TASK BRIEF
Go through the material below, find each line with the word "testing", and copy those lines.

RECORD EXCERPTS
PR #6787, opened 2025-04-10
Added getCanonicalGenericConstraints2 (sorts constraints and allows more generic expressions)

SuperRonan:
While working on #6671, an error was triggered in test bugs/gh-6331.slang. 
The problem is that there is a constaint not directly on a `GenericTypeParam`, but on a `VectorExpressionType` using a `GenericTypeParam`. 
The problem did not arise before because it is in a generic extension, but with #6671, generic extensions are fully mangled, and `getCanonicalGenericConstraints(...)` was called. 
But this function, there is an `assert` to check that all constraints are `GenericTypeParam`. 
So I created a simpler example (the new test where-5.slang) which exposes this issue even without the changes of #6671. 
Note that this new example only crashes in Debug (with `assert` enabled), not in Release. If the `assert` is ignored, the later code fails to retrive the `GenericTypeParam` on a `VectorExpressionType` and does not add the constraint on the vector type to the cannonical constraints, so the mangled name is incomplete (but it still generally works). 

To fix this issue, I added a new function `getCanonicalGenericConstraints2` which handles any `Type` in generic constraints. 
I also noticed in the first `getCanonicalGenericConstraints(...)` a 'TODO sort types'. 
Constrained types were previously sorted by `GenericTypeParam`'s index, but now we have a more generic `Type`. 
So I started to implement a comparator (I did not find any, maybe there was already one?) to sort the types in the generic constraint. 
I am not sure the way I wrote the comparator is the right one, so I only implemented it partially to cover enough cases. 

I am also thinking the generic constraints should be canonized when creating the `GenericDecl`, not just before mangling it. 
But maybe it should be the subject of another PR.


source/slang/slang-check-decl.cpp
```diff
@@ -11353,6 +11353,257 @@ static void _dispatchDeclCheckingVisitor(Decl* decl, DeclCheckState state, Seman
...
+        }
+        res = specRes.value_or(0);
+    }
+    return res;
+}
+
+int compareDecls(ASTBuilder* astBuilder, Decl& lhs, Decl& rhs, int* feedback)
+{
+    SLANG_UNUSED(astBuilder);
+    // No risk of overflow, replace with <=> in C++20
```
csyonghe, line 11544: I think a general logic for decl comparison can be:
- Find the lowest common parent decl for both lhs and rhs.
- If they there isn't a common parent decl, e.g. they come from two different modules, just return fallback to name comparison the module.
- If there is a common parent decl, check the order of the child nodes. If the child node containing lhs is appearing before rhs, return -1, otherwise return 1.

(To speed up checks, we may need to add a `mapDeclMemberToIndex` dictionary to `ContainerDecl` after `memberDictionary`.)

source/slang/slang-check-decl.cpp
```diff
@@ -11353,6 +11353,257 @@ static void _dispatchDeclCheckingVisitor(Decl* decl, DeclCheckState state, Seman
...
+                    }
+                }
+            }
+        }
+        else if (auto lDRT = dynamicCast<DeclRefType>(&lhs))
+        {
+            auto rDRT = dynamicCast<DeclRefType>(&rhs);
+            auto lDecl = lDRT->getDeclRef().getDecl();
+            auto rDecl = rDRT->getDeclRef().getDecl();
+            specRes = compareDecls(astBuilder, lDecl, rDecl, feedback);
```
csyonghe, line 11530: If compareDecl returns 0 (equal), we need to continue compare the specialization arguments (if any).

- If both decls are direct decl ref, return 0.
- If left and right declref are of different types in the `DeclRefBase` hierarchy, return `lhsDeclRef.getDeclRefBase()->astNodeType` - `rhsDeclRef.getDeclRefBase()->astNodeType`.
- If both declref are `GenericAppDeclRef`, recursively compare the vals in `GenericAppDeclRef::args`.
- If both declref are `LookupDeclRef`, recursively compare the witness.
- If both declref are `MemberDeclRef`, recursively compare its `getParentOperand()`.

csyonghe (commented):
Looks good to me. We don't yet have a Type/Val comparer and this is a good time to add it.

I have some comments on how to improve the type comparer.

source/slang/slang-check-decl.cpp
```diff
@@ -11395,8 +11652,58 @@ OrderedDictionary<GenericTypeParamDeclBase*, List<Type*>> getCanonicalGenericCon
...
+        {
+            if (!genericConstraints.containsKey(typeToAdd))
+            {
+                genericConstraints[typeToAdd] = HashSet<Type*>();
+            }
+            genericConstraints[typeToAdd].add(supExpr.type);
+        }
+    }
+    const auto typeComparator = [&](Type* lhs, Type* rhs)
+    { return compareTypes(astBuilder, *lhs, *rhs) < 0; };
```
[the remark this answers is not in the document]
SuperRonan: The formater won't let me...

source/slang/slang-check-decl.cpp
```diff
@@ -11353,6 +11353,257 @@ static void _dispatchDeclCheckingVisitor(Decl* decl, DeclCheckState state, Seman
...
+}
+
+int compareTypes(ASTBuilder* astBuilder, Type& lhs, Type& rhs, int* feedback)
+{
+    // No risk of overflow, replace with <=> in C++20
+    int res = static_cast<int>(rhs.astNodeType) - static_cast<int>(lhs.astNodeType);
+    if (res == 0)
+    {
+        std::optional<int> specRes = {};
+        if (auto lVec = dynamicCast<VectorExpressionType>(&lhs))
```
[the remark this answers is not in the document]
SuperRonan: Fixed with 6378115.

source/slang/slang-check-decl.cpp
SuperRonan: Not yet implemented in 6378115.

source/slang/slang-check-decl.cpp
SuperRonan: Implemented in 6378115
(except for `SubtypeWitness`, which I forgot).

source/slang/slang-check-decl.cpp
```diff
@@ -11582,6 +11567,139 @@ int compareDecls(ASTBuilder* astBuilder, Decl& lhs, Decl& rhs, int* feedback)
     return res;
 }
 
+int compareDeclRefBases(ASTBuilder* astBuilder, DeclRefBase& lhs, DeclRefBase& rhs, int* feedback)
+{
+    SLANG_UNUSED(astBuilder);
+    // No risk of overflow, replace with <=> in C++20
+    int res = static_cast<int>(rhs.astNodeType) - static_cast<int>(lhs.astNodeType);
+    if (res == 0)
```
csyonghe, line 11575: prefer early return:
```
if (res)
    return res;
```

source/slang/slang-check-decl.cpp
```diff
@@ -11582,6 +11567,139 @@ int compareDecls(ASTBuilder* astBuilder, Decl& lhs, Decl& rhs, int* feedback)
...
+    {
+        std::optional<int> specRes = {};
+
+        if (auto lDirect = dynamicCast<DirectDeclRef>(&lhs))
```
csyonghe, line 11579: as<DirectDeclRef>

source/slang/slang-check-decl.cpp
```diff
@@ -11468,67 +11496,24 @@ int compareTypes(ASTBuilder* astBuilder, Type& lhs, Type& rhs, int* feedback)
...
-        }
-        else if (auto lMat = dynamicCast<MatrixExpressionType>(&lhs))
-        {
-            auto rMat = dynamicCast<MatrixExpressionType>(&rhs);
-            auto lR = lMat->getRowCount();
-            auto rR = rMat->getRowCount();
-            int RComp = compareIntVals(astBuilder, lR, rR, feedback);
-            if (RComp != 0)
+            auto rDRT = dynamicCast<DeclRefType>(&rhs);
+            auto lDecl = lDRT->getDeclRef().getDecl();
```
csyonghe, line 11502: I would do
```
auto lDeclRef = lDRT->getDeclRef();
auto rDeclRef = rDRT->getDeclRef();
return compareDeclRef(lDeclRef, rDeclRef);
```

source/slang/slang-check-decl.cpp
```diff
@@ -11582,6 +11567,139 @@ int compareDecls(ASTBuilder* astBuilder, Decl& lhs, Decl& rhs, int* feedback)
     return res;
 }
 
+int compareDeclRefBases(ASTBuilder* astBuilder, DeclRefBase& lhs, DeclRefBase& rhs, int* feedback)
```
csyonghe, line 11570: make this `compareDeclRef`, and compare the decl first in the function.
If decl is the same, continue with the rest of the logic here.

source/slang/slang-check-decl.cpp
```diff
@@ -11582,6 +11567,139 @@ int compareDecls(ASTBuilder* astBuilder, Decl& lhs, Decl& rhs, int* feedback)
...
+            else
+            {
+                // No risk of overflow, replace with <=> in C++20
+                specRes = static_cast<int>(rGeneric->getArgCount() - rGeneric->getArgCount());
+            }
+        }
+        else if (auto lLookup = dynamicCast<LookupDeclRef>(&lhs))
+        {
+            auto rLookup = dynamicCast<LookupDeclRef>(&rhs);
+            specRes = compareWitnesses(
```
csyonghe, line 11616: this should just be `compareVals`.

source/slang/slang-check-decl.cpp
```diff
@@ -11582,6 +11567,139 @@ int compareDecls(ASTBuilder* astBuilder, Decl& lhs, Decl& rhs, int* feedback)
...
+                astBuilder,
+                lLookup->getWitness(),
+                rLookup->getWitness(),
+                feedback);
+        }
+        else if (auto lMember = dynamicCast<MemberDeclRef>(&lhs))
+        {
+            auto rMember = dynamicCast<MemberDeclRef>(&rhs);
+            specRes = compareDeclRefBases(
```
csyonghe, line 11625: if we have a `compareDeclRef`, this bottlenecks becomes a recursive call to `compareDeclRef`.

source/slang/slang-check-decl.cpp
```diff
@@ -11582,6 +11567,139 @@ int compareDecls(ASTBuilder* astBuilder, Decl& lhs, Decl& rhs, int* feedback)
...
+}
+
+int compareWitnesses(ASTBuilder* astBuilder, Witness& lhs, Witness& rhs, int* feedback)
+{
+    SLANG_UNUSED(astBuilder);
+    // No risk of overflow, replace with <=> in C++20
+    int res = static_cast<int>(rhs.astNodeType) - static_cast<int>(lhs.astNodeType);
+    if (res == 0)
+    {
+        std::optional<int> specRes = {};
```
csyonghe, line 11648: for witnesses, we can simply compare `subType` and `supType`.

source/slang/slang-check-decl.cpp
SuperRonan: I don't understand, `compareDeclRefs` should be implemented in `compareVals`? It can be done, but `compareVals` will be a bit too long if we implemented all specialized comps in it. 
Or is it that we should just do a generic array comparison on all `Val::m_operands`?

source/slang/slang-check-decl.cpp
SuperRonan: Fixed with df4e3e5?

source/slang/slang-check-decl.cpp
SuperRonan: Fixed with df4e3e5.

source/slang/slang-check-decl.cpp
csyonghe: Yeah, I think implementing the generic comparison on the `Val::m_operands` array can serve as a good fallback path for a lot of the cases, and will greatly simply the code.

SuperRonan: So I added the "generic" operands comparison in c19531f, but should we replace most (if not all) the specialized comparison code with it?
For now, some operands are not compared (operand 1 `getGenericDeclRef` in `GenericAppDeclRef`, or the type of `ConstantIntVal`), but is it relevant to compare them too?

SuperRonan: Simplified compareVals in a7e54be. 
I removed the `feedback` pointer because we should handle all cases now. 
I feel I should also remove the `astBuilder`, originally I thought it might be necessary at some point, but it turned out to be never used. Could there be case in which it could be useful?

csyonghe: I think it would be a good idea to use general comparison logic where it applies. The only exception I can think of is when comparing DirectDeclRefs, that you want to dispatch to the current compareDecl logic. For anything else, the default should just work?

csyonghe: Yeah, feel free to remove unused parameters.

csyonghe (dismissed):
The new comparison is much cleaner. PR looks good to me.

source/slang/slang-check-decl.cpp
SuperRonan: A `DirectDeclRef` has only one operand, its `Decl` which will be compared, so there is no need for special case?

csyonghe: You are right, the current implementation is good as is. I was really talking about the case where an operand is a decl*, which is already handled.

SuperRonan:
I have been investigating the failling tests on my build:
These four tests fail also on cb361223b88a21446cea60d316e3c01b7f8c2546:
```
error: failed to run test 'tests/diagnostics/break-outside-loop.slang'
error: failed to run test 'tests/diagnostics/global-uniform.slang'
error: failed to run test 'tests/diagnostics/no-type-conformance.slang'
```
`tests/glsl-intrinsic/array-legnth.slang` sometimes crashes, sometimes not (probably some UB, it does not crash in `Debug`, but crashes in `Release` or `ReleaseWithDebInfo`), even on cb361223b88a21446cea60d316e3c01b7f8c2546.
So I will not be considering these here.
- Concerning this PR: 
`slang-unit-test-tool/declTreeReflection.internal` Seems to fail on this PR.
```
error: getTypeFullName(typeParamTConstraintType1) == "IArithmetic" - E:\libraries\mySlang\tools\slang-unit-test\unit-test-decl-tree-reflection.cpp (212)
error: getTypeFullName(typeParamTConstraintType2) == "IFloat" - E:\libraries\mySlang\tools\slang-unit-test\unit-test-decl-tree-reflection.cpp (215)
FAILED test: 'slang-unit-test-tool/declTreeReflection.internal'
```
Here constraints `IFloat` and `IArithmetic` appear the be swapped, because they are sorted now (I also added a `sorting` of constraints in the original `getCanonicalGenericConstraints`). 
One thing that bugs me it the `IFloat` and `IArithmetic` are sorted by order of declaration, which does not seem to be the most reliable for testing (If we change the order of declaration of two interfaces, the test might fail). For these kind of tests: maybe we should rather check that both `IFloat` and `IArithmetic` are present, regardless of their order.
Since all constraints form a conjunction, their order should not matter? 

(A side note on testing, we could add a `SLANG_CHECK_EQUAL(X, Y)` macro for testing: it would automatically output that X does not match Y, with the values. On the example above, we would have something like:
`error: getTypeFullName(typeParamTConstraintType1): "IFloat" doest not match "IArithmetic": "IArithmetic"`).

csyonghe:
Yeah, we could improve the robustness of the test by checking the existence of a conformance, instead of assuming any particular order.

csyonghe (approved):

PR #6788, opened 2025-04-10
Add a more specific diagnostic message when passing concrete value to interface-typed output parameter

### LINKED ISSUE #6779: `out` and `inout` causes l-value error with interface parameters
I initially stumbled on this with IRWArray, as below:
```slang
void func(inout IRWArray<int> arr)
{
    arr[0] = 1;
}

{
    int outputArray[10] = {};
    func(outputArray);
    return 0;
}
```

When compiling this, I get:

```slang
array.slang(9): error 30047: argument passed to parameter '0' must be l-value.
    func(outputArray);
```

But it seems to also occur with other interfaces as well, like with the code below:
```slang
interface IThing
{
    [mutating]
    void f();
}

struct TestStruct : IThing
{
    int a;
    [mutating]
    void f()
    {
        a = 1;
    }
}

void func(inout IThing t)
{
    t.f();
}

{
    TestStruct ts;
    func(ts);

    return 0;
}
```

Rewriting `func` in the below manner instead is a workaround in both cases:
```slang
void func<T:IThing>(inout T t)
```

which is somewhat interesting, as the [user guide](https://shader-slang.org/slang/user-guide/interfaces-generics.html#interface-typed-values) states that "From the Slang compiler’s view, [...] will be compiled to the same target code" in a similar situation.

juliusikkala:
Fixes #6779 with a more helpful error message.

### DIFF
--- a/source/slang/slang-check-overload.cpp
+++ b/source/slang/slang-check-overload.cpp
@@ -711,7 +711,35 @@ bool SemanticsVisitor::TryCheckOverloadCandidateTypes(
         }
         else
         {
-            arg.argExpr = coerce(CoercionSite::Argument, paramType, arg.argExpr);
+            Expr* coercedExpr = coerce(CoercionSite::Argument, paramType, arg.argExpr);
+
+            // Check if concrete-to-interface coercion caused loss of l-valueness.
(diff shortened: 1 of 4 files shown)


fairywreath:
Can you add a test?

fairywreath (approved):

EXERCISE SOLUTION
One thing that bugs me it the `IFloat` and `IArithmetic` are sorted by order of declaration, which does not seem to be the most reliable for testing (If we change the order of declaration of two interfaces, the test might fail). For these kind of tests: maybe we should rather check that both `IFloat` and `IArithmetic` are present, regardless of their order.
(A side note on testing, we could add a `SLANG_CHECK_EQUAL(X, Y)` macro for testing: it would automatically output that X does not match Y, with the values. On the example above, we would have something like:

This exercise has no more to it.